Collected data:
Issue #1959, opened 2022-05-19
Copy branch URL to clipboard


mark2185:
**Is your feature request related to a problem? Please describe.**
We have `copy branch name to clipboard`, `copy pull request URL to clipboard`, but no `copy branch URL to clipboard`.

**Describe the solution you'd like**
A keybinding for `copy branch URL to clipboard`.

**Additional context**
This seems like a great first contribution for someone willing to give it a try.

mark2185:
I'd put this behind a menu, like we do for copying attributes for `commits`. 

[Here's the relevant PR](https://github.com/jesseduffield/lazygit/pull/1833) to aid whoever decides to pick this up :)

ryand67:
I'll take this one if it's still wanted and available :)

AzraelSec:
Hey, @ryand67 - are you still working on this? If not, I'd like to pick this up. Let me know. Thanks! FYI @mark2185 @jesseduffield

mark2185:
@AzraelSec given that the head repo of the original PR was deleted 8 months ago, it's probably safe to assume it's up for grabs.

skolj:
hi @mark2185, it looked like the issue wasn't acted upon in quite a while. I created #3343 which fixes this. Please let me know your thoughts on it. Thanks!

PR #2068, opened 2022-07-30
add copy branch url to clipboard option in branches menu

ryand67:
Before there was not an option to copy the branch URL to the clipboard. Now Ctrl + B will copy branch URL to keyboard. 

I believe git service paths are correct, was gathered through a combination of my own accounts and watching branches tutorials on YouTube to see how the path changes :) (azure devops, bitbucket server specifically). Let me know if anything needs to be changed. Thanks!

Related Issue: https://github.com/jesseduffield/lazygit/issues/1959

### DIFF
--- a/pkg/commands/git_commands/remote.go
+++ b/pkg/commands/git_commands/remote.go
@@ -44,11 +44,16 @@ func (self *RemoteCommands) DeleteRemoteBranch(remoteName string, branchName str
 }
 
 // CheckRemoteBranchExists Returns remote branch
-func (self *RemoteCommands) CheckRemoteBranchExists(branchName string) bool {
+func (self *RemoteCommands) CheckRemoteBranchExists(branchName string, upstreamRemote string) bool {
+	if upstreamRemote == "" {
+		upstreamRemote = "origin"
+	}
+
 	_, err := self.cmd.
 		New(
-			fmt.Sprintf("git show-ref --verify -- refs/remotes/origin/%s",
+			fmt.Sprintf("git show-ref --verify -- refs/remotes/%s/%s",
 				self.cmd.Quote(branchName),
+				self.cmd.Quote(upstreamRemote),
 			),
 		).
 		DontLog().
--- a/pkg/commands/hosting_service/definitions.go
+++ b/pkg/commands/hosting_service/definitions.go
@@ -25,7 +25,7 @@ var bitbucketServiceDef = ServiceDefinition{
 	pullRequestURLIntoDefaultBranch: "/pull-requests/new?source={{.From}}&t=1",
 	pullRequestURLIntoTargetBranch:  "/pull-requests/new?source={{.From}}&dest={{.To}}&t=1",
 	commitURL:                       "/commits/{{.CommitSha}}",
-	branchURL:                       "/branch/{{.BranchName}}",
+	branchURL:                       "/src/{{.CommitSha}}/?at={{.BranchName}}",
 	regexStrings:                    defaultUrlRegexStrings,
 	repoURLTemplate:                 defaultRepoURLTemplate,
 }
--- a/pkg/commands/hosting_service/definitions.go
+++ b/pkg/commands/hosting_service/definitions.go
@@ -15,6 +15,7 @@ var githubServiceDef = ServiceDefinition{
 	pullRequestURLIntoDefaultBranch: "/compare/{{.From}}?expand=1",
 	pullRequestURLIntoTargetBranch:  "/compare/{{.To}}...{{.From}}?expand=1",
 	commitURL:                       "/commit/{{.CommitSha}}",
+	branchURL:                       "/tree/{{.BranchName}}",
 	regexStrings:                    defaultUrlRegexStrings,
 	repoURLTemplate:                 defaultRepoURLTemplate,
 }
@@ -24,6 +25,7 @@ var bitbucketServiceDef = ServiceDefinition{
 	pullRequestURLIntoDefaultBranch: "/pull-requests/new?source={{.From}}&t=1",
 	pullRequestURLIntoTargetBranch:  "/pull-requests/new?source={{.From}}&dest={{.To}}&t=1",
 	commitURL:                       "/commits/{{.CommitSha}}",
+	branchURL:                       "/branch/{{.BranchName}}",
 	regexStrings:                    defaultUrlRegexStrings,
 	repoURLTemplate:                 defaultRepoURLTemplate,
 }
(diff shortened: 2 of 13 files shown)


mark2185:
I propose we put this and the other `copy X` mappings behind `y`, which will open up a menu, like it's done for commits.

pkg/gui/controllers/branches_controller.go
```diff
@@ -209,6 +214,30 @@ func (self *BranchesController) copyPullRequestURL() error {
 	return nil
 }
 
+func (self *BranchesController) copyBranchURL() error {
+	branch := self.context().GetSelected()
+
+	branchExistsOnRemote := self.git.Remote.CheckRemoteBranchExists(branch.Name)
```
mark2185, line 220: This checks only for the hardcoded upstream of `origin`, look [here](https://github.com/ryand67/lazygit/blob/099297b7f7fdf844d5554118586e1beadea7a82b/pkg/commands/git_commands/remote.go#L50):
```
// CheckRemoteBranchExists Returns remote branch
func (self *RemoteCommands) CheckRemoteBranchExists(branchName string) bool {
	_, err := self.cmd.
		New(
			fmt.Sprintf("git show-ref --verify -- refs/remotes/origin/%s",
				self.cmd.Quote(branchName),
			),
		).
		DontLog().
		RunWithOutput()

	return err == nil
}
```

I propose we send the `branch.UpstreamRemote` as a parameter alongside `branchName`.

pkg/commands/hosting_service/definitions.go
```diff
@@ -24,6 +25,7 @@ var bitbucketServiceDef = ServiceDefinition{
 	pullRequestURLIntoDefaultBranch: "/pull-requests/new?source={{.From}}&t=1",
 	pullRequestURLIntoTargetBranch:  "/pull-requests/new?source={{.From}}&dest={{.To}}&t=1",
 	commitURL:                       "/commits/{{.CommitSha}}",
+	branchURL:                       "/branch/{{.BranchName}}",
```
mark2185, line 28: This isn't the same as `github's` tree view of a certain branch, but I'm not sure what would people prefer. I was expecting for it to open the view of the entire repo, but on a different branch.

This opens up a view of the actual branch, shows the most recent commits.
image

There is a button to take the user to view the source of the current branch, and the URL pattern looks like this:
`/src/<SHA of HEAD>/?at=name-of-the-branch`

pkg/gui/controllers/branches_controller.go
ryand67: Sorry, proposing that upstreamRemote gets passed in with the CheckRemoteBranchExists? Or with the getBranchURL method? Think I'm confused as to where that becomes helpful. The rest of the tweaks are finished, gonna wait for clarification on this one :)

mark2185: > Sorry, proposing that upstreamRemote gets passed in with the CheckRemoteBranchExists?

Yes.

> Think I'm confused as to where that becomes helpful.

Try adding a new remote. It's not gonna be `refs/remotes/origin/<something>`, but it's gonna be e.g. `refs/remotes/ryans-fork/<something>`. But `CheckRemoteBranchExists` has `origin` hardcoded in its `git` command, how's that gonna work for something _not on origin_? :)

ryand67:
Life caught up with me this week, think I got everything here :)

jesseduffield (changes requested):
Looking good, couple things :)

mark2185:
I get the `This branch doesn't exist on remote. You need to push it to remote first.` when trying to copy the URL to the `master` branch, for both `bitbucket` and `github` repos.

pkg/commands/git_commands/remote.go
```diff
@@ -44,11 +44,16 @@ func (self *RemoteCommands) DeleteRemoteBranch(remoteName string, branchName str
...
+	if upstreamRemote == "" {
+		upstreamRemote = "origin"
+	}
+
 	_, err := self.cmd.
 		New(
-			fmt.Sprintf("git show-ref --verify -- refs/remotes/origin/%s",
+			fmt.Sprintf("git show-ref --verify -- refs/remotes/%s/%s",
 				self.cmd.Quote(branchName),
+				self.cmd.Quote(upstreamRemote),
```
mark2185, line 56: I think these are in the wrong order? First comes the `upstreamRemote`, then the `branchName`?

pkg/config/user_config.go
```diff
@@ -502,7 +502,7 @@ func GetDefaultConfig() *UserConfig {
 				OpenStatusFilter:         "<c-b>",
 			},
 			Branches: KeybindingBranchesConfig{
-				CopyPullRequestURL:     "<c-y>",
+				CopyToClipboardMenu:    "<c-y>",
```
mark2185, line 505: Could we replace this `<c-y>` with just `y`, like in the `Commits` panel?

ryand67: When I had it as just y it would select the menu, and then just fall through to selecting the next option as well without letting us pick from the menu. Couldn't find why that was the case, maybe you have more insight?

mark2185: Could you check if the code is the same as for copying a commit attribute? It's in the `Commits` pane, also under `y`?

ryand67: Definitely can, will be working on this today

ryand67: Looking into the commit pane impl, the y command for that is also just falling through to the first option. the menu never opens and it just selects the top option. the y key is also a universal binding for `confirmAlt1` so that must be taking precedence. should i switch both of them to c-y? or find another way around it?

ryand67: it does not, it just falls through and selects the first option on master as well for me

mark2185: Uhhh... happy debugging? Try it in a docker container, or with a clean config, and in an another `terminal emulator`.

ryand67: yuuppp, working on figuring it out now. very odd that it's not behaving for me.

ryand67: So experimenting with this, I've tried on two computers, in 3 different shells, and on my branch and in the current brew installation of the app and y is consistently falling through to the first option for me. If it's working for you still then I've got no idea what's going on but I feel like the universal keybinding is taking precedence potentially 🤷‍♂️ But I'm not sure where else to go from here other than maybe mapping them both to c-y, or having them on y and trusting this is an isolated issue for my machines? lol

mark2185: > rusting this is an isolated issue for my machines? lol

Something to be solved, then.

Have you tried:
- different keyboard layout (US seems to work for me)
- in `docker`
- different terminal emulator

Do the integration tests work okay? Can you replay them through the `lazyintegration` replay thingy?

ryand67: I've not tried a different layout, but y works for other commands like c-y so i don't think it's a layout issue but I'll see. I tried in stock MacOS terminal, fish, nushell, kitty, iterm, warp and alacritty (when i said shell above i meant terminal emulator, my bad) both on my desktop and a laptop that was wiped clean about 4 days ago so is basically stock, all on master branch, my personal branches, and a fresh brew install. I haven't tried docker yet, but could give it a shot tomorrow. I ran everything inside of lazyintegration and all of them passed fine. I'll give docker a shot and see, but I'd be lying if I said I wasn't doubtful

### What is required
Count every line of the entries that includes "RemoteCommands", and say the number alone.

### Solution for this problem
5